If a state can’t determine the result by Dec. 8, one of two things could happen:
- The state could fail to appoint electors, in which case those electors would be absent from the Electoral College. This would then raise the question of whether the winner of the election is still required to have 270 Electoral College votes, or simply a majority of the votes of the electors present, as those present would be fewer than 538.
- The state certifies competing boards of electors — one from the governor and one from the legislature. This situation would have to be resolved by the courts, and could ultimately end up with the Supreme Court, with a ruling required before Dec. 14.
Action vs. Overreaction
Elections can often bring about market volatility and emotion. Throughout this election season we have been advising investors to act but not overreact. Investment decisions driven solely by anticipated election outcomes or political views could prove costly. Instead, it is best to stick with a long-term investment strategy aligned with your goals.
Still it is important to recognize that potential policy changes, such as tax changes, could impact your wealth. Biden has proposed increasing ordinary income tax rates for high earners and corporations as well as increasing capital gains and dividend tax rates. A Democratic sweep likely could have a tremendous impact on estate planning, including:
- A lowering of the current $23.16 million exemption amount per couple to $7 million.

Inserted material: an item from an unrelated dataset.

PR #1781, opened 2020-03-20
Random Map theme is kept for editing

### LINKED ISSUE #1767: 0.47.5-SNAPSHOT - Board Editor: Theme isn't kept from the board generation window
Raised on discord, the theme is not set to the theme used when generating the initial board.

SJuliez:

- An increase in the 40% estate, gift and generation-skipping transfer tax rate back to the historical norm of 55% to 77%.
- An elimination of the step-up in basis at death (proposed by both Biden and Trump as well as former President Barack Obama).

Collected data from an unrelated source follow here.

Issue #1789, opened 2020-03-22
RFE: Random Map Settings: Theme should be a dropdown of potential Themes


Windchild292:
Another fix for themes, it shouldn't require them to be memorized but instead be a dropdown list as seen in the map editor hex settings.

PR #1790, opened 2020-03-22
Various small changes around MapEditor/RndMapDialog

SJuliez:
- Corrections for the RandomMapDialog behaviour when calling it from the ChatLounge (Generated Map) and a correction for the Saxarba tileset as it was not showing buildings correctly.

- The RandomMapDialog will now show a dropdown of Themes, resolving #1789 

- The MapEditor Open Board dialog will now remember the directory

- The MapEditor has a new button that will open a map's source file in the system's standard text editor if one is configured for .board files (I can't test that on anything but Win10)

### DIFF
--- a/megamek/src/megamek/client/ui/swing/ClientGUI.java
+++ b/megamek/src/megamek/client/ui/swing/ClientGUI.java
@@ -324,10 +324,6 @@ public class ClientGUI extends JPanel implements WindowListener, BoardViewListen
         return bv;
     }
     
-    public BoardView1 getBoardView1() {
-        return bv;
-    }
-
     /**
      * Try to load the "bing" sound clip.
      */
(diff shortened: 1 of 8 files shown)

- A possible elimination of discounts related to transfers of closely held business interests between family members (which was included in proposed Treasury regulations that were withdrawn pursuant to a Trump executive order).
Rather than panic about these potential tax changes, we have been advising investors to plan ahead. For example, in an environment of potentially higher taxes, investors should take advantage of tax-managed equity strategies that work to both minimize net gains and actively harvest losses to help maximize after-tax returns. Also, an investor who was already thinking about selling a closely held business or concentrated equity position this year may want to go ahead with that sale in order to lock in the current capital gains tax rate. Finally, it may be prudent to plan for your heirs by using the federal estate/gift exclusion in 2020 before a potential reduction in 2021, especially by gifting to trusts for additional tax and asset protection benefits. If a married couple doesn’t want to make a gift currently to heirs but still wants access to those funds, consider transferring assets to a spousal lifetime access trust. All of this advice should prove valuable regardless of whether or not any tax changes actually take place.
At BNY Mellon Wealth Management, we believe that the key to creating and sustaining wealth is our Active Wealth philosophy across five key practices: investing to maximize compounding; borrowing strategically; spending dynamically; managing taxes; and protecting legacy. Regardless of who wins the election, the advice we provide should help ensure that you are positioned to navigate this election season while staying aligned to reach your long-term goals.